En San Isidro tuvo ocasión de vivir personalmente el estado de absoluta corrupción de la administración colonial: retrasos injustificados del cobro de haberes, indiferencia del mando y fraudes en las raciones de alimentación de sus enfermos (a base de pan, galletas, arroz y café) por parte de cocineros y practicantes: “Casi toda la carne, huevos, jerez y cerveza consumidos por los oficiales y practicantes salía del presupuesto del hospital”, recordaba Cajal.13
Tras estos 6 meses en su nuevo destino, su salud empeoró notablemente: “el hígado y el bazo mostraban tumefacción alarmante, y la temible hidropesía se iniciaba”.13 Además de la malaria, contrajo disentería, por lo que, a su propio tratamiento con quinina y tanino, hubo de adicionar opio. Al negársele una licencia temporal por falta de personal, y en vista de su precaria salud, decidió renunciar a su carrera militar y pedir la licencia absoluta por enfermedad. Así, elevó instancia al Capitán General, pero ésta nunca llegó a su destino, pues su superior inmediato, el Dr. Manuel Grau Espalter (n.d.), Jefe de Sanidad del Cuerpo de Ejército, se negó repetidamente a tramitarla.13 En esta instancia inédita, recogida por Pérez García,28 Cajal expone: “Adjunta tengo el honor de remitir a U. duplicada instancia solicitando del Gobierno de S.M. mi separación del Ejército en atención al mal estado de mi salud.
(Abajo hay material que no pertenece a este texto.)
PR #5591, opened 2021-02-10
Logs UI is now implemented

alaca:
Resolves #5583

## Description

This PR implements the new Logs UI in the Give Admin.

## Affects

Logs UI screen;

## Visuals

image

## Pre-review Checklist

-   [x] Acceptance criteria satisfied and marked in related issue
-   [x] Relevant `@since` tags included in DocBlocks
-   [x] Changes logged to the `Unreleased` section of `CHANGELOG.md`
-   [x] [Self Review](https://give.gitbook.io/development-manual/devops/github/code-reviews#self-review) of code and UX completed

## Testing Instructions

**Navigate to**

`Donations -> Tools -> Logs`

If you don't have any logs in the database, you can use this snippet to add them.

```php
add_action( 'admin_init', function() {
  if ( ! get_option( 'insert_test_logs' ) ) {
    for ( $i = 0; $i <= 100; $i++ ) {
      foreach( [ 'error', 'warning', 'info', 'success' ] as $type ) {
        Log::$type( 'This is an ' . $type, [
	  'source' => 'Test ' . $type,
	  'additional' => $i . $type
        ] );
      }
    }
    
    update_option( 'insert_test_logs', true );
  }
} );
```

PR #5598, opened 2021-02-12
The new Migrations UI is now implemented

### LINKED ISSUE #5578: Migration Log UI should be implemented
## User Story

As a developer, I want the Migration Log UI to be implemented.

## Details
Currently, there is no UI for the new Logging system. There is no option for the site admin to see which migrations have run or to perform actions on failed migrations. 

## Additional Context

The new Migration log UI should show all migration logs in a list table which will be sortable by migration status and date. The UI should also have an option to perform actions on the failed migrations ( re-run migration ).

## Acceptance Criteria

-   [x] Migration Log UI implemented
-   [x] MIgration list table is sortable by `Status` and `Date`
-   [x] MIgration list table pagination implemented
-   [x] Option to re-run failed migrations

alaca:
Resolves #5578

## Description

This PR implements the new Migration UI in the Give Admin.

## Affects
`Donations -> Tools -> Data` Screen

## Visuals
image

## Pre-review Checklist

## Testing Instructions

Go to the `Donations -> Tools -> Data` Screen


henryholtgeerts (approved):
Tested locally, works as expected! Good work here. This PR faces the same minor polish improvements I noted in the logs PR (https://github.com/impress-org/givewp/pull/5591#pullrequestreview-590818481), but I am recommending that polish be addressed in a separate issue/PR, since it is otherwise ready to be sent to the rest of the team for testing. 👍

JasonTheAdams (commented):
The whole "run order" concept is interesting. It's currently being set as a property of the migration itself. If you think about it, a migration wouldn't know it's "run order" as it's relative to the migrations around it. Run order is something derived by a collection of migrations.

As such, instead of storing the run order, when all of the migrations are together and you want to sort them, use the `MigrationRegister::getMigration($migration->getId())` method. You can then use the `Migration::timestamp()` method across all migrations (whether they come from the database or not) in a [usort](https://www.php.net/manual/en/function.usort.php) callback to sort the migrations. Then the index is the numeric Run Order to be used on the front-end.

I could be missing something. Let me know if that's helpful. 😄

alaca:
@JasonTheAdams since we are storing all migrations in the database ( except pending migrations ), the problem of not having a run order position ( if we don't store the timestamp ) will show up if the user activates an add-on that has migrations and then deactivates it. The migration will be stored in the database and it will be shown in the list table. Having run order only in memory could work if we show only currently registered migrations in the Migrations list table. That being said, I'm thinking that hiding migrations that are not in the register might be a good idea.

JasonTheAdams:
Ah, I see what you're saying. Yeah, I'm actually OK with migrations not appearing for deactivated add-ons. I think it's a pretty niche case and we'll see if it comes up as a problem. I doubt it, though.

alaca:
@JasonTheAdams I refactored how migrations are sorted and how they are displayed, and I'm not using the database anymore to sort them. I'm using PHP array functions instead. This method allows me to sort all migration, including pending migrations, by all columns. This is ok I guess as we probably never gonna have more than 100 migrations.

src/MigrationLog/MigrationLogModel.php
```diff
@@ -29,6 +29,11 @@ class MigrationLogModel {
 	 */
 	private $error;
 
+	/**
+	 * @var int
+	 */
+	private $run_order;
+
```
JasonTheAdams, line 36: Is this still used?

JasonTheAdams (approved):
Great work, @alaca! I had one quick question, but in any case merge when ready!

src/MigrationLog/MigrationLogModel.php
alaca: No, that one was left behind. I'll remove that.

alaca: Actually, it's already removed 
14a4c7e

src/API/Endpoints/Migrations/RunMigration.php
```diff
@@ -0,0 +1,129 @@
...
+	public function handleRequest( WP_REST_Request $request ) {
+		global $wpdb;
+		$migrationId  = $request->get_param( 'id' );
+		$migrationLog = $this->migrationLogFactory->make( $migrationId );
+
+		// Begin transaction
+		$wpdb->query( 'START TRANSACTION' );
+
+		try {
+			$migrationClass = $this->migrationRegister->getMigration( $migrationId );
```
kjohnson, line 103: We are assuming here that the migration (by `id`) is going to exist. While this is inside of a try/catch, should we be specifically checking if the migration exists?

alaca: No need to check that as the `getMigration` method will throw an exception anyway if migration doesn't exist.

kjohnson: Cool - just checking 👍🏻

src/MigrationLog/MigrationLogModel.php
JasonTheAdams: Looking at that commit, it looks like you removed it's usage but not the property definition.

alaca: Now its removed for real 7e2013c3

Suplico a U. designe darle curso a la brevedad posible para salir de una vez de un punto esencialmente insalubre y de el [sic] que no he gozado ni un día de salud”.
Exceptuados los estrictamente militares, muchos fueron los problemas que el soldado español soportó en esta primera guerra cubana. En un artículo publicado en El Liberal de Madrid (26 de octubre de 1898) recuerda Cajal: “Todos los que hemos estado en Cuba sabemos que el clima mortífero de las Antillas, en triste complicidad con nuestra pésima administración, es decir, con el hambre, los atrasos en las pagas, el desbarajuste en la distribución y movimiento de las columnas, habrían de reducir aquel contingente al año en cien mil soldados y a los dos años a cincuenta mil, poblando los hospitales y hasta los pueblos y aldeas de tísicos, palúdicos y anémicos”.33 Hasta que en 1898 se perdió definitivamente la colonia, cifra el aragonés en 58.000 los muertos por enfermedad entre soldados y oficiales, y en 16.000 los devueltos a la península por inutilidad total, todo esto sin contar los muertos en batalla, prisioneros, etc.13 Raymond Carr (1919-2015), en su España 1808-193634 también señala que el peor enemigo en las operaciones en la manigua de la guerra de Cuba eran las enfermedades y que el general Martínez Campos consideraba insignificantes las bajas en campaña en comparación con las fiebres y las heridas que se derivaban de la guerra en la semijungla.34
Posiblemente Cajal debió su vida a una casualidad. El sustituto de Gutiérrez de la Concha, Blas Diego de Villate y de la Hera (1824-1882), conde de Valmaseda, se replanteó la conveniencia de seguir manteniendo el sistema defensivo de las trochas, por lo cual envió un brigadier en misión de inspección de éstas. Quedó tan impresionado por el mal estado de los soldados de la Trocha del Este que ordenó su abandono inminente. Además, se comprometió personalmente a tramitar la instancia del capitán médico de San Isidro.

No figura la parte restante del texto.